Santos J. González-Rojí, Jon Saenz, Gabriel Ibarra-Berastegi, Javier Díaz de Argandoña

An analysis of the atmospheric branch of the hydrological cycle by means of a 15 km resolution numerical integration performed using WRF nested in ERA Interim is presented. Two WRF experiments covering the period 2010-2014 were prepared. The first one (N) was configured as in standard numerical downscaling experiments. The second one (D), with the same parameterizations, included a step of 3DVAR data assimilation every six hours. Apart from comparing our results with ERA Interim data, several observational datasets were used to validate the precipitable water (radiosondes and MODIS data), precipitation (EOBS, ECA\&D, TRMM and GPCP) or evaporation (GLEAM).
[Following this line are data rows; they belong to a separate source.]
Issue #2893, opened 2017-11-01
SelectOneMenu: doesn't support string selectItem with combined customContent anymore


wsaca:
Hi, I'm testing the new COLLECT_SCRIPTS and I found the next problem.

## 1) Environment
- PrimeFaces version: 6.2-SNAPSHOT
- Does it work on the newest released PrimeFaces version?
Yes, in version 6.1
- Application server + version: WildFly 10
- Affected browsers: Any browser

## 2) Expected behavior
**p:selectOneMenu** should work if **f:selectItem** is used and the attribute **var** is set.

## 3) Actual behavior
**p:selectOneMenu** throws this error:
javax.el.PropertyNotFoundException: The class 'java.lang.String' does not have the property 'xxxxx'.

## 4) Steps to reproduce
The next example taken of the showcase should reproduce it.

```
<p:selectOneMenu value="#{selectOneMenuView.theme}">
	<f:selectItem itemLabel="Select one..." itemValue="" />
	<f:selectItems value="#{selectOneMenuView.themes}" var="theme" itemLabel="#{theme.displayName}" itemValue="#{theme}" />
	<p:column>
		<h:outputText styleClass="ui-theme ui-theme-#{t.name}" />
	</p:column>
	<p:column>
		<h:outputText value="#{t.displayName}" />
	</p:column>
</p:selectOneMenu>
```

I think this problem was not introduced intentionally, the commit related is: https://github.com/primefaces/primefaces/commit/49c95a753328691ce07695315600ccb24bff4f8a

The lines (363 to 369) were removed:
https://github.com/primefaces/primefaces/blob/f83db0b51eb152f81ea10670689659f49f5be41e/src/main/java/org/primefaces/component/selectonemenu/SelectOneMenuRenderer.java#L362-L382

melloware:
I think this commit is the one that lost it:  https://github.com/primefaces/primefaces/commit/49c95a753328691ce07695315600ccb24bff4f8a#diff-e4d3a342df3de892c8fd79acabe27e6b

melloware:
I am running the showcase locally with the latest 6.2-SNAPSHOT and the advanced custom content example is working fine for me...

![image](https://user-images.githubusercontent.com/4399574/32296396-8a91cc42-bf22-11e7-914e-97e6b9cda2f6.png)

wsaca:
The showcase works fine, you should add this line to test it:
<f:selectItem itemLabel="Select one..." itemValue="" />

[...]

PR #6239, opened 2020-08-21
Fix #6236: Apply converter to submitted string values

### LINKED ISSUE #6236: SelectCheckboxMenu: Calls Converter#getAsString with serialized string, compares string with object
Unless I'm doing something horribly wrong, it seems that `SelectCheckboxMenuRenderer#encodeMultipleLabel` mixes the converted string value with the actual object in at least two places.

**Reproducer**

* Clone the current showcase https://github.com/primefaces/primefaces-showcase (9.0-SNAPSHOT)
* Edit `src/main/webapp/ui/input/checkboxMenu.xhtml` and add the following xhtml
* Create a `AtLeast2ValidatorClass` with the code below
* Start the showcase, go to `/showcase/ui/input/checkboxMenu.xhtml`, select 1 theme, and press the `Update` button.
* You get an exception with the stack trace as shown below

```xml
                <h:outputLabel for="themes" value="Themes:" />
                <p:selectCheckboxMenu id="themes" value="#{selectManyView.selectedThemes}" label="Themes"
                				      multiple="true" showCheckbox="true"
               						  converter="#{themeConverter}"
                                      filter="true" filterMatchMode="startsWith" panelStyle="width:250px">
                    <f:validator validatorId="AtLeast2Validator"/>
                    <f:selectItems value="#{selectManyView.themes}" var="theme" itemLabel="#{theme.displayName}" itemValue="#{theme}" />
                </p:selectCheckboxMenu>
                <p:commandButton id="update" value="Update" process="themes" update="themes" partialSubmit="true"/>
```

```java
package org.primefaces.showcase.convert;

import java.util.Collection;

import javax.faces.component.UIComponent;
import javax.faces.validator.FacesValidator;
import javax.faces.validator.Validator;
import javax.faces.validator.ValidatorException;

@FacesValidator(value = "AtLeast2Validator")
public class AtLeast2Validator implements Validator {

	@Override
	public void validate(FacesContext context, UIComponent component, Object value) throws ValidatorException {
		if (value instanceof Collection<?> && ((Collection) value).size() < 2) {
			throw new ValidatorException(new FacesMessage(FacesMessage.SEVERITY_ERROR, "Invalid", "At least 2 items required."));
		}
	}
}
```

```
Aug 21, 2020 11:00:50 AM com.sun.faces.application.view.FaceletViewHandlingStrategy handleRenderException
SEVERE: Error Rendering View[/ui/input/checkboxMenu.xhtml]
java.lang.ClassCastException: class java.lang.String cannot be cast to class org.primefaces.showcase.domain.Theme (java.lang.String is in module java.base of loader 'bootstrap'; org.primefaces.showcase.domain.Theme is in unnamed module of loader org.eclipse.jetty.webapp.WebAppClassLoader @2d36a2a6)
	at org.primefaces.showcase.convert.ThemeConverter.getAsString(ThemeConverter.java:54)
	at org.primefaces.renderkit.SelectRenderer.getOptionAsString(SelectRenderer.java:206)
	at org.primefaces.component.selectcheckboxmenu.SelectCheckboxMenuRenderer.encodeMultipleLabel(SelectCheckboxMenuRenderer.java:245)
	at org.primefaces.component.selectcheckboxmenu.SelectCheckboxMenuRenderer.encodeMarkup(SelectCheckboxMenuRenderer.java:93)
	at org.primefaces.component.selectcheckboxmenu.SelectCheckboxMenuRenderer.encodeEnd(SelectCheckboxMenuRenderer.java:64)
```

**Cause**

* [SelectCheckboxMenuRendere#L235](https://github.com/primefaces/primefaces/blob/master/src/main/java/org/primefaces/component/selectcheckboxmenu/SelectCheckboxMenuRenderer.java#L235) uses the `submittedValues` of the UIInput if available, which is an array of strings
* The converter in the repro above is necessary only because otherwise the `submittedValues` are reset to `null` when there are no validation errors
* So when submittedValues is not null, the Converter#getAsString is called with the submitted string value instead of the object in [SelectCheckboxMenuRenderer#245](https://github.com/primefaces/primefaces/blob/master/src/main/java/org/primefaces/component/selectcheckboxmenu/SelectCheckboxMenuRenderer.java#L245)
* Similarly, in [SelectCheckboxMenuRenderer#L252](https://github.com/primefaces/primefaces/blob/master/src/main/java/org/primefaces/component/selectcheckboxmenu/SelectCheckboxMenuRenderer.java#L252) and L258, the string value is compared against the object from the `SelectItem`. This doesn't work and results in no item being selected upon redisplay.

When I replace `p:selectCheckboxMenu` in the XHTML snippet above with `p:selectManyMenu`, it works as expected. so this is probably a bug that should be fixed.

blutorange:
* SelectCheckboxMenu uses the submitted string values when available, but did not always convert  them via the converter
* Extract comparison code from SelectRenderer#isSelected into new method  #isSelectValueEqual
* Use that method in #encodeMultipleLabel, this takes care of applying the converter
* Also in #encodeMultipleLabel, when converting the value back to a string, don't apply the converter if the value is already a string.
* Also fixed a minor issue in forms.selectmanymenu.js, where the ui-state-active style class was not set during the #init method when using custom content (The checkbox is now inside a TD element, but the CSS selector did not account for that.)

### DIFF
--- a/src/main/java/org/primefaces/component/selectcheckboxmenu/SelectCheckboxMenuRenderer.java
+++ b/src/main/java/org/primefaces/component/selectcheckboxmenu/SelectCheckboxMenuRenderer.java
@@ -26,7 +26,6 @@ package org.primefaces.component.selectcheckboxmenu;
 import java.io.IOException;
 import java.lang.reflect.Array;
 import java.util.List;
-import java.util.Objects;
 
 import javax.faces.component.UIComponent;
 import javax.faces.component.UINamingContainer;
@@ -242,20 +241,19 @@ public class SelectCheckboxMenuRenderer extends SelectManyRenderer {
             int length = Array.getLength(valuesArray);
             for (int i = 0; i < length; i++) {
                 Object value = Array.get(valuesArray, i);
-                String itemValueAsString = getOptionAsString(context, menu, converter, value);
 
                 SelectItem selectedItem = null;
                 for (SelectItem item : selectItems) {
                     if (item instanceof SelectItemGroup) {
                         SelectItemGroup group = (SelectItemGroup) item;
                         for (SelectItem groupItem : group.getSelectItems()) {
-                            if (value.equals(groupItem.getValue())) {
+                            if (isSelectValueEqual(context, menu, value, groupItem.getValue(), converter)) {
                                 selectedItem = groupItem;
                                 break;
                             }
                         }
                     }
-                    else if (Objects.equals(value, item.getValue())) {
+                    else if (isSelectValueEqual(context, menu, value, item.getValue(), converter)) {
                         selectedItem = item;
                         break;
                     }
@@ -263,6 +261,14 @@ public class SelectCheckboxMenuRenderer extends SelectManyRenderer {
 
                 // #5956 Do not render a chip for the value if no matching option exists
                 if (selectedItem != null) {
+                    String itemValueAsString;
+                    if (value == null || value instanceof String) {
+                        itemValueAsString = (String) value;
+                    }
+                    else {
+                        itemValueAsString = getOptionAsString(context, menu, converter, value);
+                    }
+
                     writer.startElement("li", null);
                     writer.writeAttribute("class", SelectCheckboxMenu.TOKEN_DISPLAY_CLASS, null);
                     writer.writeAttribute("data-item-value", itemValueAsString, null);
--- a/src/main/java/org/primefaces/renderkit/SelectRenderer.java
+++ b/src/main/java/org/primefaces/renderkit/SelectRenderer.java
@@ -43,6 +43,7 @@ import java.util.Arrays;
 import java.util.Collection;
 import java.util.List;
 import java.util.Map;
+import java.util.Objects;
 import java.util.RandomAccess;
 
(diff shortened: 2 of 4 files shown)


melloware (approved):
excellent PR

tandraschko:
in general it looks really great but it would be really great if you could do some tests for it
in the past we often had trouble with this stuff like when is a converter required;
at least please check tickets like https://github.com/primefaces/primefaces/issues/2893, if we dont break such cases ;D

blutorange:
I tested the examples from the showcase, but I'll look into writing a test for this.

blutorange:
Alright, I 
* [added a test](https://github.com/primefaces/primefaces/pull/6239/commits/509be91dcdc4b6bc0653277040bef6e9c0f61acd) for the parts of the SelectRenderer I changed to make sure components other than SelectCheckboxMenu are not affected. Ran the test once without my changes and once with my changes, and passed both times.
* checked #2893 for SelectOneMenu and it still works, same setup for SelectCheckboxMenu works too (although a "Select One" option does not really make sense, but it works)

tandraschko:
thanks!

The verification results showed that the D experiment systematically performs better than N and in many instances, too, better than the forcing reanalysis. According to the results, the leading terms of the water balance are the tendency of the precipitable water, the divergence of moisture flux, evaporation and precipitation. No spatial patterns were recognizable for the annual accumulated evaporation, but the effect of the Atlantic fronts was detected in the precipitation patterns. The transboundary moisture fluxes through the contour of the Iberian Peninsula behave differently depending on the season during 2010-2014. During winter, they show a net moisture import through the boundaries. During spring, summer or autumn moisture is exported specially through the Mediterranean coast, and only during midday this feature is reversed due to sea breezes.